Unless you wish to join the ranks of these unfortunates, make sure that the people you deal with are experienced in Cambridge International teaching and have a verifiable pedigree and track record.
Quite simply, the teachers you deal with must have subject-area expertise of a kind that enables them to work at a higher level.
The Cost Trap vs Accelerated Programs
Many of the students I have dealt with who needed to be taught properly from scratch in a way that necessitated the difficult unlearning of inappropriate methods selected the provider that failed them for one main reason: cost.
This is entirely understandable. The parents of these children were often already paying expensive private school fees and there are limits to what all but the very rich can do.
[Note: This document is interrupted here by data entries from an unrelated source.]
PR #1041, opened 2018-06-12
OGM-1495 Generate @SequenceGenerator source id values with cluster counter

fax4ever:
https://hibernate.atlassian.net/browse/OGM-1495

### DIFF
--- a/infinispan-remote/infinispan-server-testconfig/wildfly-trimmed-config.xml
+++ b/infinispan-remote/infinispan-server-testconfig/wildfly-trimmed-config.xml
@@ -99,6 +99,7 @@
         <subsystem xmlns="urn:infinispan:server:core:9.2">
             <cache-container name="clustered" default-cache="default" statistics="true">
                 <transport lock-timeout="60000"/>
+                <global-state/>
                 <distributed-cache-configuration name="transactional">
                     <transaction mode="NON_XA" locking="PESSIMISTIC"/>
                 </distributed-cache-configuration>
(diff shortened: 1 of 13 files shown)


infinispan-remote/infinispan-server-testconfig/wildfly-trimmed-config.xml
```diff
@@ -99,6 +99,7 @@
         <subsystem xmlns="urn:infinispan:server:core:9.2">
             <cache-container name="clustered" default-cache="default" statistics="true">
                 <transport lock-timeout="60000"/>
+                <global-state/>
```
DavideD: Remember that it's nice to have in the commit also a "why" you are doing something ( not necessarly in the first line of the commit)
In this case, why do you need to add it back?

fax4ever: File *wildfly-trimmed-config.xml* is a subset of cluster.xml configuration. The global state is present in all Infinispan server provided configurations (standalone.xml, clustered.xml, domain profiles) and it is necessary to allow to the server to store persistent counters data.

DavideD:
Merged https://github.com/hibernate/hibernate-ogm/pull/1041

I've added this to one of the commit before merging it:

> File wildfly-trimmed-config.xml is a subset of cluster.xml configuration. The global state is present in all Infinispan server provided configurations (standalone.xml, clustered.xml, domain profiles) and it is necessary to allow to the server to store persistent counters data.

Thanks

fax4ever:
Thank you!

However, resist this impulse if you can. If you are one of those who have been poorly taught and have to redo everything, will the amount you end up paying be less than if you had selected someone genuinely qualified regardless of price?
If a teacher knows the syllabus of his subject well and can cultivate and enhance understanding through conceptual learning it is also possible to cover a syllabus adequately in a fraction of the normal time.
I have routinely taught students IGCSE or AS English Language in 3 or 4 months rather than the usual 12. I have had and have colleagues who do the same in the sciences. Once this is taken into account it becomes apparent that merely to look at an hourly rate in isolation oversimplifies matters greatly.
Where Does This Leave Us?
It is vital never to forget the big differences in standards and intellectual emphases between the NSC and Cambridge International. I urge you to think about all of the following:
- The ability of those who will teach your children to equip students to work much more rigorously than they have had to before;
- The ability of teachers to deal with more demanding subjects matter and syllabuses than will be encountered in a local grade 12;
- The ability of teachers to enable students to understand concepts and apply the in new ways to new material;
- The ability of teachers to customise what they do for different individuals, especially vital in accelerated programs in my opinion.
- The administrative know-how of the relevant organisation;
- The history and track record of those you deal with;
- Avoiding the trap of prioritising cost above all else.
We wish you well in your Cambridge International journey. But buyer beware.